Brothers In Code

...a serious misallocation of .net resources

WCF Self-Hosted Read Herring - '...but there is no http base address'

I'd guess that most people who have delt with WCF have probably ran into the following error:

Service cannot be started. System.InvalidOperationException: The HttpGetEnabled property of ServiceMetadataBehavior is set to true and the HttpGetUrl property is a relative address, but there is no http base address.  Either supply an http base address or set HttpGetUrl to an absolute address.

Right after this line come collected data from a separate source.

PR #3988, opened 2020-05-18
Fix $date operator to work with $and or $or

rajulkumar:
Queries with $date operator doesn't work as expected
with $and or $or operators. $date operator descends
only on dicts and ignores everything else. This fix
modifies $date operator to descend on list too so
it work with $and or $or operators.

Closes #5700

### DIFF
--- a/server/pulp/server/db/model/criteria.py
+++ b/server/pulp/server/db/model/criteria.py
@@ -499,9 +499,13 @@ class DateOperator(object):
             if matched:
                 query[key] = translated
                 continue
-            if not isinstance(value, dict):
+            if isinstance(value, dict):
+                DateOperator.apply(value)
                 continue
-            DateOperator.apply(value)
+            if isinstance(value, list):
+                for item in value:
+                    if isinstance(item, dict):
+                        DateOperator.apply(item)
 
     @staticmethod
     def translate(value):
--- a/server/test/unit/server/db/model/test_criteria.py
+++ b/server/test/unit/server/db/model/test_criteria.py
@@ -348,6 +348,21 @@ class TestDateOperator(unittest.TestCase):
         criteria.DateOperator.apply(query)
         self.assertTrue(isinstance(query['created']['$gt'], datetime))
 
+    def test_apply_multiple_conditions(self):
+        query = {
+            '$and': [
+                {'created': {
+                    '$gt': {'$date': '2013-12-01T14:35:00Z'}
+                }},
+                {'updated': {
+                    '$lt': {'$date': '2020-05-15T14:35:00Z'}
+                }},
+            ]
+        }
+        criteria.DateOperator.apply(query)
+        self.assertTrue(isinstance(query['$and'][0]['created']['$gt'], datetime))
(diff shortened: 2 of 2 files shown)


ipanova:
@rohanpm can you give it a look as well?

ipanova (approved):

ipanova:
@rajulkumar have you run pulp-smash against these changes?

server/pulp/server/db/model/criteria.py
```diff
@@ -499,9 +499,13 @@ def apply(query):
...
                 continue
-            if not isinstance(value, dict):
+            if isinstance(value, dict):
+                DateOperator.apply(value)
                 continue
-            DateOperator.apply(value)
+            if isinstance(value, list):
+                for item in value:
+                    if isinstance(item, dict):
+                        DateOperator.apply(item)
```
goosemania, line 508: It looks like it solves only one level of nesting.
More complex queries don't seem to be covered:
```
        query = {
￼            '$and': [
￼                {'created': {
￼                    '$gt': {'$date': '2013-12-01T14:35:00Z'}
￼                }},
                 {'$or' : [
￼                    {'updated': {
￼                        '$lt': {'$date': '2020-05-15T14:35:00Z'}
￼                    }},
                     {'updated': {
￼                        '$gt': {'$date': '2020-05-20T00:00:00Z'}
￼                    }},
                ]},
￼            ]
￼        }
```

rajulkumar: I think this will work as it's a recursive call to DateOperator.apply() for each item in the list that will go to any level of nesting. Also, tried this example too and it works fine.

rajulkumar:
> @rajulkumar have you run pulp-smash against these changes?

@ipanova No. How should I go about it?

server/pulp/server/db/model/criteria.py
rohanpm: It won't descend into lists of lists though.  If there is any list within a list, then we break out of recursion.  It seems slightly wrong but my guess is that Pulp never contains data where such a query makes sense anyway.

rohanpm (approved):

ipanova:
> > @rajulkumar have you run pulp-smash against these changes?
> 
> @ipanova No. How should I go about it?

here are the docs on how to install and run the test suite https://pulp-2-tests.readthedocs.io/en/latest/ Running platform and rpm tests would suffice.

server/pulp/server/db/model/criteria.py
rajulkumar: Agree. It's with the assumption that it will either be dict or list of dict.

ggainey:
I ran the pulp_rpm pulp-smash tests against this PR and got no new failures. Will fire off the platform tests and report back here. 

@rajulkumar def do read up on pulp_smash, once you're able to run it it will go along way to giving you some reassurance that a proposed change isn't going to Break Things elsewhere.

ggainey:
platform tests pass as well - @ipanova , looks good to me.

ipanova:
@ggainey thank you for looking into this!

rajulkumar:
@ggainey Sure, I'll check it out. Thanks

The fix is spelled out pretty clearly in the error.  But today I ran into this error, despite having baseAddress set in my config.  Setting HttpGetEnabled to false allowed the service to start, but I had a service from another project that was configured with it set to true and it worked just fine.  After mucking with the config trying to get it to work, I started thinking outside the box and realized I should check to see if the service is actually running properly when it did start.  To my surprise I could not connect to my simple "hello world" service, and a quick "netstat -an" command showed that nothing was listening on the configured port.  That finally pushed me beyond the config and I started looking at other areas.

Finally I took a look at my windows service class (named WCFHostSvc) and noticed this line in my OnStart method:


serviceHost = new System.ServiceModel.ServiceHost(typeof(WCFHostSvc));

I realized I made a dumb mistake and passed in the windows service type rather than the WCF service type.  So the line should have been:


serviceHost = new System.ServiceModel.ServiceHost(typeof(MainWCFService));

Like I said, I made a dumb mistake.  Still, the error handling from the framework could have been a lot better here.  Rather than starting up as if nothing was wrong, why can't the ServiceHost constructor check the class and make sure it has at least one method to call?  Or better yet, check the type against the configured contract in the service configuration?